* [WHAT NEEDS TO BE DONE]: Reproduce the records exactly.
Top of DATASET
Issue #2821, opened 2022-04-09
ACS Commons 5.1.2 | Composite Multifield and Loadash behaviour


nehmalho:
After installing ACS commons 5.1.2, we are facing 2 issues. AEM Version 6.5 SP10

ISSUE 1: Below console error while authoring any component.

![image](https://user-images.githubusercontent.com/52490490/162575484-35f22c67-03d0-44ef-80ca-be0d69e45fec.png)

 
In above screenshot, the console error points to the below lines of code in multifield-extension-wrapper.js , this file was dependent on lodash.js under modern folder which was available under Libs folder (/libs/clientlibs/granite/lodash) till SP 6.5.9 and is missing in SP 6.5.10.

Now this lodash.js is brough back with ACS commons 5.1.2 under (/apps/acs-commons/clientlibs/vendor/lodash)

Temporary fix: We embed this lodash JS Category to our code base.

Concern: If ACS is providing this file, then why not adding up this on authoring mode by itself.

 

ISSUE 2: We are using an ACS AEM Commons feature called Multifield Extension for building nested multifield widgets in Touch-UI dialogs. We add the following property acs-commons-nested="" in the dialog definition on the multifiled widget node or below it.

The multifield widgets in our application having nested fields starts to break (Issue while retrieving stored multifield values) after installing 5.1.2.

Temporary fix: JS present under Composite-multifield (/apps/acs-commons/touchui-widgets/composite-multifield) folder in acs-commons folder helps to resolve the issue and restore values in multifield dialog. So we embed this Composite-multifield Category to our code base.

Concern: If ACS is providing this file, then why not adding up this on authoring mode by itself .

 

Let us know if anyone has any pointers on same.

ararat:
Would you be able to share the JS changes you implemented?
When you say break, can you elaborate?
Beyond adding the property to the node what else is the process to reproduce?

nehmalho:
hi @ararat 

The Implementation for fix we have done is just added a multifield-extension-wrapper folder as below:
Category = [cq.authoring.dialog, granite.ui.coral.foundation]
Embed = [acs-commons.lodash, acs-commons.authoring.composite-multifield]

 
![image](https://user-images.githubusercontent.com/52490490/164161639-38e86060-f5d8-4059-99c9-6bc8261a4363.png)



When you say break, can you elaborate?
[...]

PR #2828, opened 2022-04-22
replaced underscore with acs-commons.lodash based on 2821

ararat:
As suggested in  ACS Commons 5.1.2 | Composite Multifield and Loadash behaviour #2821 (https://github.com/Adobe-Consulting-Services/acs-aem-commons/issues/2821) a change of the dependency of multifield has been raised.
This has been through a local build and partially tested on a local 6.5.12 + Asset search HF.
I had no time to add a multifield component to my local thus tests are partial
@wrandall22 would be a good reviewer

### DIFF
--- a/ui.apps/src/main/content/jcr_root/apps/acs-commons/touchui-widgets/composite-multifield/.content.xml
+++ b/ui.apps/src/main/content/jcr_root/apps/acs-commons/touchui-widgets/composite-multifield/.content.xml
@@ -4,7 +4,7 @@
           jsProcessor="[default:none,min:gcc]"
           allowProxy="{Boolean}true"
           categories="[acs-commons.authoring.composite-multifield,acs-commons.granite.ui.coral2.foundation]"
-          dependencies="[underscore]"/>
+          dependencies="[acs-commons.lodash]"/>
 <!--
 
 Wrapper Client Library definition:


ui.apps/src/main/content/jcr_root/apps/acs-commons/touchui-widgets/composite-multifield/.content.xml
```diff
@@ -4,7 +4,7 @@
           jsProcessor="[default:none,min:gcc]"
           allowProxy="{Boolean}true"
           categories="[acs-commons.authoring.composite-multifield,acs-commons.granite.ui.coral2.foundation]"
-          dependencies="[underscore]"/>
+          dependencies="[acs-commons.lodash]"/>
```
kwin, line 7: We need to update lodash, or are you sure that we are not affected by any of those vulnerabilities: https://snyk.io/vuln/npm:lodash?

kwin (changes requested):

wrandall22:
This is more or less what I was thinking of doing. However, in my testing locally against a 6.5 instance it wasn't working as expected. Also, there are 2 other references to `underscore` which should probably be updated at the same time.

ui.apps/src/main/content/jcr_root/apps/acs-commons/touchui-widgets/composite-multifield/.content.xml
wrandall22: Just for what it's worth, the version of lodash here is the one that used to be in AEM (e.g. in 6.4) so it isn't going backwards in security in those lower environments. Perhaps lodash was removed from 6.5 for security reasons? I haven't checked into why.

wrandall22: And, in fact, there is still this version of lodash in AEM at `/libs/clientlibs/granite/lodash/underscore` with the category `lodash.underscore`

wrandall22:
Got my local 6.5 test to work properly with multifield.

wrandall22:
The other two `underscore` references are at `ui.apps/src/main/content/jcr_root/apps/acs-commons/rte-plugins/dialog-plugin/.content.xml` and `ui.apps/src/main/content/jcr_root/apps/acs-commons/touchui-widgets/search-based-path-browser/.content.xml`

ui.apps/src/main/content/jcr_root/apps/acs-commons/touchui-widgets/composite-multifield/.content.xml
kwin: Then we should rather rely on the clientlib shipped with AEM as Adobe takes care of fixing vulnerabilities then. To still be compatible with AEM 66.4 we probably need to depend on both lodash categories.

ararat:
> The other two `underscore` references are at `ui.apps/src/main/content/jcr_root/apps/acs-commons/rte-plugins/dialog-plugin/.content.xml` and `ui.apps/src/main/content/jcr_root/apps/acs-commons/touchui-widgets/search-based-path-browser/.content.xml`

Did you verify that these are affected from the same issue or is this just a search for other appearances?
As i am not able to test thoroughly i would be apprehensive of just search and replace.

ararat:
Changes done. probably worth a test but given Lodash is a superset of Underscore we should be OK.

ui.apps/src/main/content/jcr_root/apps/acs-commons/rte-plugins/dialog-plugin/.content.xml
```diff
@@ -4,7 +4,7 @@
           jsProcessor="[default:none,min:gcc]"
           allowProxy="{Boolean}true"
           categories="acs-commons.authoring.rte-plugins.dialog-plugin.coralui2"
-          dependencies="[underscore]"/>
+          dependencies="[lodash.underscore]"/>
```
kwin, line 7: Have you tried on AEM 6.4? Is that category available in that version?

wrandall22: I haven't tested this branch on 6.4, but I do see the category on 6.4 at `/libs/clientlibs/granite/lodash/underscore`

ui.apps/src/main/content/jcr_root/apps/acs-commons/touchui-widgets/composite-multifield/.content.xml
ararat: In the commit it is lodash.underscore for all 3 components so i expect that to suffice.
Verified the existence of /libs/clientlibs/granite/lodash/undescore in 6.3 as well so we are backward compatible in the support window (6.2 is no longer under support)

ui.apps/src/main/content/jcr_root/apps/acs-commons/rte-plugins/dialog-plugin/.content.xml
ararat: Same in 6.3

kwin (changes requested):
LGTM now, We should probably remove the embedded underscore version from acs aem commons now, as it may be vulnerable and is no longer in use.

kwin (approved):

PR #2835, opened 2022-05-02
Fix/2830 - Dynamic Deck Dynamo rendering fix

davidjgonzalez:
Allows a generic list to have no `jcr:content/list` without throwing NPE's as this is the initial state. A GL with no `jcr:content/list` is considered empty.


kwin (approved):
LGTM

PR #3517, opened 2025-01-30
fix(bugfix/3516): 'Redirect Manager' - set 'jcr:primaryType' of impor…

sabdouni:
Bottom of DATASET
* [WRITTEN RESPONSE]:
Issue #2821, opened 2022-04-09
ACS Commons 5.1.2 | Composite Multifield and Loadash behaviour


nehmalho:
After installing ACS commons 5.1.2, we are facing 2 issues. AEM Version 6.5 SP10

ISSUE 1: Below console error while authoring any component.

![image](https://user-images.githubusercontent.com/52490490/162575484-35f22c67-03d0-44ef-80ca-be0d69e45fec.png)

 
In above screenshot, the console error points to the below lines of code in multifield-extension-wrapper.js , this file was dependent on lodash.js under modern folder which was available under Libs folder (/libs/clientlibs/granite/lodash) till SP 6.5.9 and is missing in SP 6.5.10.

Now this lodash.js is brough back with ACS commons 5.1.2 under (/apps/acs-commons/clientlibs/vendor/lodash)

Temporary fix: We embed this lodash JS Category to our code base.

Concern: If ACS is providing this file, then why not adding up this on authoring mode by itself.

 

ISSUE 2: We are using an ACS AEM Commons feature called Multifield Extension for building nested multifield widgets in Touch-UI dialogs. We add the following property acs-commons-nested="" in the dialog definition on the multifiled widget node or below it.

The multifield widgets in our application having nested fields starts to break (Issue while retrieving stored multifield values) after installing 5.1.2.

Temporary fix: JS present under Composite-multifield (/apps/acs-commons/touchui-widgets/composite-multifield) folder in acs-commons folder helps to resolve the issue and restore values in multifield dialog. So we embed this Composite-multifield Category to our code base.

Concern: If ACS is providing this file, then why not adding up this on authoring mode by itself .

 

Let us know if anyone has any pointers on same.

ararat:
Would you be able to share the JS changes you implemented?
When you say break, can you elaborate?
Beyond adding the property to the node what else is the process to reproduce?

nehmalho:
hi @ararat 

The Implementation for fix we have done is just added a multifield-extension-wrapper folder as below:
Category = [cq.authoring.dialog, granite.ui.coral.foundation]
Embed = [acs-commons.lodash, acs-commons.authoring.composite-multifield]

 
![image](https://user-images.githubusercontent.com/52490490/164161639-38e86060-f5d8-4059-99c9-6bc8261a4363.png)



When you say break, can you elaborate?
[...]

PR #2828, opened 2022-04-22
replaced underscore with acs-commons.lodash based on 2821

ararat:
As suggested in  ACS Commons 5.1.2 | Composite Multifield and Loadash behaviour #2821 (https://github.com/Adobe-Consulting-Services/acs-aem-commons/issues/2821) a change of the dependency of multifield has been raised.
This has been through a local build and partially tested on a local 6.5.12 + Asset search HF.
I had no time to add a multifield component to my local thus tests are partial
@wrandall22 would be a good reviewer

### DIFF
--- a/ui.apps/src/main/content/jcr_root/apps/acs-commons/touchui-widgets/composite-multifield/.content.xml
+++ b/ui.apps/src/main/content/jcr_root/apps/acs-commons/touchui-widgets/composite-multifield/.content.xml
@@ -4,7 +4,7 @@
           jsProcessor="[default:none,min:gcc]"
           allowProxy="{Boolean}true"
           categories="[acs-commons.authoring.composite-multifield,acs-commons.granite.ui.coral2.foundation]"
-          dependencies="[underscore]"/>
+          dependencies="[acs-commons.lodash]"/>
 <!--
 
 Wrapper Client Library definition:


ui.apps/src/main/content/jcr_root/apps/acs-commons/touchui-widgets/composite-multifield/.content.xml
```diff
@@ -4,7 +4,7 @@
           jsProcessor="[default:none,min:gcc]"
           allowProxy="{Boolean}true"
           categories="[acs-commons.authoring.composite-multifield,acs-commons.granite.ui.coral2.foundation]"
-          dependencies="[underscore]"/>
+          dependencies="[acs-commons.lodash]"/>
```
kwin, line 7: We need to update lodash, or are you sure that we are not affected by any of those vulnerabilities: https://snyk.io/vuln/npm:lodash?

kwin (changes requested):

wrandall22:
This is more or less what I was thinking of doing. However, in my testing locally against a 6.5 instance it wasn't working as expected. Also, there are 2 other references to `underscore` which should probably be updated at the same time.

ui.apps/src/main/content/jcr_root/apps/acs-commons/touchui-widgets/composite-multifield/.content.xml
wrandall22: Just for what it's worth, the version of lodash here is the one that used to be in AEM (e.g. in 6.4) so it isn't going backwards in security in those lower environments. Perhaps lodash was removed from 6.5 for security reasons? I haven't checked into why.

wrandall22: And, in fact, there is still this version of lodash in AEM at `/libs/clientlibs/granite/lodash/underscore` with the category `lodash.underscore`

wrandall22:
Got my local 6.5 test to work properly with multifield.

wrandall22:
The other two `underscore` references are at `ui.apps/src/main/content/jcr_root/apps/acs-commons/rte-plugins/dialog-plugin/.content.xml` and `ui.apps/src/main/content/jcr_root/apps/acs-commons/touchui-widgets/search-based-path-browser/.content.xml`

ui.apps/src/main/content/jcr_root/apps/acs-commons/touchui-widgets/composite-multifield/.content.xml
kwin: Then we should rather rely on the clientlib shipped with AEM as Adobe takes care of fixing vulnerabilities then. To still be compatible with AEM 66.4 we probably need to depend on both lodash categories.

ararat:
> The other two `underscore` references are at `ui.apps/src/main/content/jcr_root/apps/acs-commons/rte-plugins/dialog-plugin/.content.xml` and `ui.apps/src/main/content/jcr_root/apps/acs-commons/touchui-widgets/search-based-path-browser/.content.xml`

Did you verify that these are affected from the same issue or is this just a search for other appearances?
As i am not able to test thoroughly i would be apprehensive of just search and replace.

ararat:
Changes done. probably worth a test but given Lodash is a superset of Underscore we should be OK.

ui.apps/src/main/content/jcr_root/apps/acs-commons/rte-plugins/dialog-plugin/.content.xml
```diff
@@ -4,7 +4,7 @@
           jsProcessor="[default:none,min:gcc]"
           allowProxy="{Boolean}true"
           categories="acs-commons.authoring.rte-plugins.dialog-plugin.coralui2"
-          dependencies="[underscore]"/>
+          dependencies="[lodash.underscore]"/>
```
kwin, line 7: Have you tried on AEM 6.4? Is that category available in that version?

wrandall22: I haven't tested this branch on 6.4, but I do see the category on 6.4 at `/libs/clientlibs/granite/lodash/underscore`

ui.apps/src/main/content/jcr_root/apps/acs-commons/touchui-widgets/composite-multifield/.content.xml
ararat: In the commit it is lodash.underscore for all 3 components so i expect that to suffice.
Verified the existence of /libs/clientlibs/granite/lodash/undescore in 6.3 as well so we are backward compatible in the support window (6.2 is no longer under support)

ui.apps/src/main/content/jcr_root/apps/acs-commons/rte-plugins/dialog-plugin/.content.xml
ararat: Same in 6.3

kwin (changes requested):
LGTM now, We should probably remove the embedded underscore version from acs aem commons now, as it may be vulnerable and is no longer in use.

kwin (approved):

PR #2835, opened 2022-05-02
Fix/2830 - Dynamic Deck Dynamo rendering fix

davidjgonzalez:
Allows a generic list to have no `jcr:content/list` without throwing NPE's as this is the initial state. A GL with no `jcr:content/list` is considered empty.


kwin (approved):
LGTM

PR #3517, opened 2025-01-30
fix(bugfix/3516): 'Redirect Manager' - set 'jcr:primaryType' of impor…

sabdouni:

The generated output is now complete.